Use Case 1: Vubbing (synchronizing mouth movements when films are dubbed in other languages)

Scott Mann is the founder of the neural network lab Flawless and has delivered films such as “Heist”, "Final Score” and “The Tournament”. As a director, Mann saw a problem with the visuals of films dubbed into other languages.

In response, his company developed in-house proprietary software called TrueSync. Through a process Flawless calls "vubbing", it makes an actor's mouth movements match the dubbed dialogue when a film is translated into another language.

Generative AI is applied to video to make speech authentic and to create something that didn't exist before using a lot of underlying ground truth training data of the original to make it as genuine as the original.

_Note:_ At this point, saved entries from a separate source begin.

PR #5084, opened 2025-08-15
[Spark] CDC Reader Optimization

sezruby:

- [X] Spark
- [ ] Standalone
- [ ] Flink
- [ ] Kernel
- [ ] Other (fill in here)

## Description
Optimize CDC Reader path by using logical plan directly, instead of RDD scan implementation at runtime. 
This approach helps apply Spark's optimization rules for CDC Scan, improves performance with existing Spark/Parquet optimizations. It also makes Spark query plan statistics visible in Spark UI.

The feature can be controlled via 2 configs:
```
  val DELTA_CDF_BATCH_STATIC_READER =
    buildConf("changeDataFeed.batch.staticReader")
      .doc(
        s"""If enabled, Delta uses an explicit query plan to read CDC changes instead of RDD impl.
           |This enables query plan optimizations via Spark Plan Optimizer when applicable.
           |The original CDF reader implementation uses Spark PrunedFilteredScan API,
           |which performs a slower RDD-based scan and does not show jobs in the Spark UI.
           |This optimization is applied to CDF reads with start and end timestamps/versions
           |specified.
           |If changeDataFeed.batch.staticReader.startOnly.enabled is set to true, it will
           |also apply the optimization to the CDF reads with start version only
           |and the end version is decided at Spark Query Plan Analyzer, not the execution time.
           """.stripMargin)
      .internal()
      .booleanConf
      .createWithDefault(true)

  val DELTA_CDF_BATCH_STATIC_READER_START_ONLY =
    buildConf("changeDataFeed.batch.staticReader.startOnly.enabled")
      .doc(
        s"""If enabled, changeDataFeed.batch.staticReader optimization also applies
           |CDF read queries with start version only, non streaming scenario.
           |The main caveat with the optimization is that, if the end version is not specified,
           |it might not use the latest version if the table is updated after analysis.
           """.stripMargin)
      .internal()
      .booleanConf
      .createWithDefault(true)
```

`changeDataFeed.batch.staticReader.startOnly.enabled = true` might cause functionality change as it decides the end version at query analysis time. If users relies on the execution time end version, it would be breaking change.

Example for better understanding of the limitation:
1)	val cdcDf = spark.sql("select * from table_changes('table1', 0)") // no end version is specified, startVersion = 0, table version = 10
2)	println(cdcDf.schema) or cdcDf.queryExecution.optimizedPlan => df.queryExecution.analyzedPlan built
3)	newDataDf.write.mode(“append”).saveAsTable(“table1”) // new commit made to table1, table version 11
4)	cdcDf.collect() // this CDC read doesn’t include table version 11, new DataDf in 3)
5)	newDataDf2.write.mode(“append”).saveAsTable(“table1”) // new commit made to table1, table version 12
6)	cdcDf.collect() // this CDC read doesn’t include table version 11-12, new DataDf2 in 5)

## How was this patch tested?

Unit test coverage / quick manual perf testing:

Without fix:
Screenshot 2025-08-14 162826
With fix:
Screenshot 2025-08-14 162916

20% gain, local 14 core cluster. The performance gain would be bigger when using a native engine and bigger clusters.

Test script:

Use Case 2: GIS Arta Command and Control System

Ukraine’s geographic information system GIS Arta is a geospatial intelligence software and is a sign of things to come.

GIS Arta is a homegrown application developed prior to Russia’s invasion based on lessons learned from the conflict in the Donbas. It’s a guidance command and control system for drone, artillery, or mortar strikes. 

The use of this geospatial intelligence application has reportedly reduced the decision chain around artillery from 20 minutes to under 1 minute.